I choose to write about it now, because its one I keep putting back into rotation for listening at work and in the car, and because so little pop music strikes me lately, that when something connects, I feel it must be worth sharing. On the other hand, he wears one of those cutesy hats you see on Jason Mraz... so I almost left him off my list.
When I interviewed Kearney for CCM Magazine's cover in Indianapolis two summers ago, I learned that he could have signed with a half a dozen different Christian music labels, but didn't because he wanted to make pop music that spoke about life and spirituality in a world that was bigger. No doubt it was was a larger market than the limited CCM box.
So he avoided a smaller, religious, following for a chance at the big time and was validated when his songs, "Undeniable," "Where We Gonna Go From Here?" and "Breathe In, Breathe Out" won TV soundtrack placement and took the full disc, "Nothing Left to Lose," up the sales charts.

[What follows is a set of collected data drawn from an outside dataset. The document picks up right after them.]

PR #697, opened 2020-11-13
chore: add support for sentry crash reports

remyleone:


scaleway/provider.go
```diff
@@ -26,6 +33,19 @@ func DefaultProviderConfig() *ProviderConfig {
...
+		Release: version,
+	})
+	if err != nil {
+		log.Fatalf("sentry.Init: %s", err)
+	}
+	// Flush buffered events before the program terminates.
+	// Set the timeout to the maximum duration the program can afford to wait.
+	defer sentry.Flush(2 * time.Second)
+
+	sentry.CaptureMessage("It works!")
```
kindermoumoute, line 47: remove this line

scaleway/provider.go
```diff
@@ -26,6 +33,19 @@ func DefaultProviderConfig() *ProviderConfig {
...
+	err := sentry.Init(sentry.ClientOptions{
+		Dsn:     dsn,
+		Release: version,
+	})
+	if err != nil {
+		log.Fatalf("sentry.Init: %s", err)
+	}
+	// Flush buffered events before the program terminates.
+	// Set the timeout to the maximum duration the program can afford to wait.
+	defer sentry.Flush(2 * time.Second)
```
kindermoumoute, line 45: Do we want to recover from panic and send a sentry the same way we do in the CLI?

kindermoumoute (changes requested):

scaleway/sentry.go
```diff
@@ -0,0 +1,58 @@
...
+}
+
+func logAndSentry(sentryClient *raven.Client, err error) {
+	log.Printf("%s", err)
+	if sentryClient != nil {
+		log.Printf("sending sentry report: %s", sentryClient.CaptureErrorAndWait(err, nil))
+	}
+}
+
+// newSentryClient create a sentry client with build info tags.
```
QuentinBrosse, line 44:
```suggestion
// newSentryClient creates a sentry client with build info tags.
```

QuentinBrosse (commented):
Just a NIT

scaleway/provider.go
```diff
@@ -26,6 +26,11 @@ func DefaultProviderConfig() *ProviderConfig {
 
 // Provider returns a terraform.ResourceProvider.
 func Provider(config *ProviderConfig) plugin.ProviderFunc {
+	// Catch every panic after this line. This will send an anonymous report on Scaleway's sentry.
```
jerome-quere, line 29: This should be done in the main as this function immediately exist so no error will be panic in this context

scaleway/sentry.go
```diff
@@ -0,0 +1,58 @@
...
+	}
+
+	sentryClient, err := newSentryClient()
+	if err != nil {
+		log.Printf("cannot create sentry client: %s", err)
+	}
+
+	err, isError := e.(error)
+	if isError {
+		logAndSentry(sentryClient, err)
```
jerome-quere, line 29: I think error logging is handled by the terraform binary directly as we did not handle it before.

scaleway/sentry.go
```diff
@@ -0,0 +1,58 @@
...
+		logAndSentry(sentryClient, fmt.Errorf("unknownw error: %v", e))
+	}
+
+	panic(e) // lintignore:R009
+}
+
+func logAndSentry(sentryClient *raven.Client, err error) {
+	log.Printf("%s", err)
+	if sentryClient != nil {
+		log.Printf("sending sentry report: %s", sentryClient.CaptureErrorAndWait(err, nil))
```
jerome-quere, line 40: IMHO This should be a debug log

jerome-quere (changes requested):

scaleway/sentry.go
```diff
@@ -0,0 +1,58 @@
...
+		logAndSentry(sentryClient, err)
+	} else {
+		logAndSentry(sentryClient, fmt.Errorf("unknownw error: %v", e))
+	}
+
+	panic(e) // lintignore:R009
+}
+
+func logAndSentry(sentryClient *raven.Client, err error) {
+	log.Printf("%s", err)
```
jerome-quere, line 38: Remove this line

scaleway/sentry.go
jerome-quere, line 29: You count inline this function call

scaleway/sentry.go
```diff
@@ -0,0 +1,58 @@
...
+	client, err := raven.New(dsn)
+	if err != nil {
+		return nil, err
+	}
+
+	tagsContext := map[string]string{
+		"version": Version,
+	}
+
+	client.SetTagsContext(tagsContext)
```
jerome-quere, line 55: client.SetTagsContext(map[string]string{
		"version": Version,
	}

jerome-quere (changes requested):

remyleone:
One solution would be to have a handler on each Create/Read/Update/Delete function that would catch each panic and send it. At the moment, the panics are sent to terraform client directly and are not caught by our sentry function.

Kearney's moody, mid-tempo pop, with his spoken white boy raps suggesting poetic pretensions as well as sincerity, was a winner with the Grey's Anatomy, chick-lit set. And although he sings more here, well, sorta speak/sings but raps less, he's kind of claiming that new century spot once occupied by the likes of Don Henley and Bruce Hornsby when he was in "The Way It Is" mode.
What's missing for me is Hornsby's stunning jazz key chops and Henley's standby Eagles' lite guitar solo spot — I do like a little muscular musical "something" to take the pop thing to the next level... But other than that, Kearney has hit a comfortable chord, one that connects.
Of course, given the Christian music leanings, there's a bit of that is this song about a girlfriend of about God thing going on in "All I Have." That is until he sings, "Lord... would you pick us up form a fall/rip a little corner off the darkness/just a crack of light in the middle of it all," and it's clear that this is a pop song, likely to end up out there in the pop culture world, about a commitment to serve God, a prayer for God to intervene. Nice.
"Fire & Rain" has a reference to the prodigal, "Closer to Love" suggests "I guess we're all just a phone call from our knees," and so it goes...
Kearney mixing the spiritual and the mundane, the common with the call to communion, to community. Just like real life, not like Christian music's pretend vacuum world, but in a space similar to that occupied by U2, with music I find a tad bit less compelling and interesting, but a similar space nonetheless. Really nice.
The Rev. Brian Q. Newcomb is Senior Minister at David's UCC in Kettering, Ohio and a long-time music critic published in Billboard, CCM Magazine, Paste, The Riverfront Times and St. Louis Post-Dispatch, among others.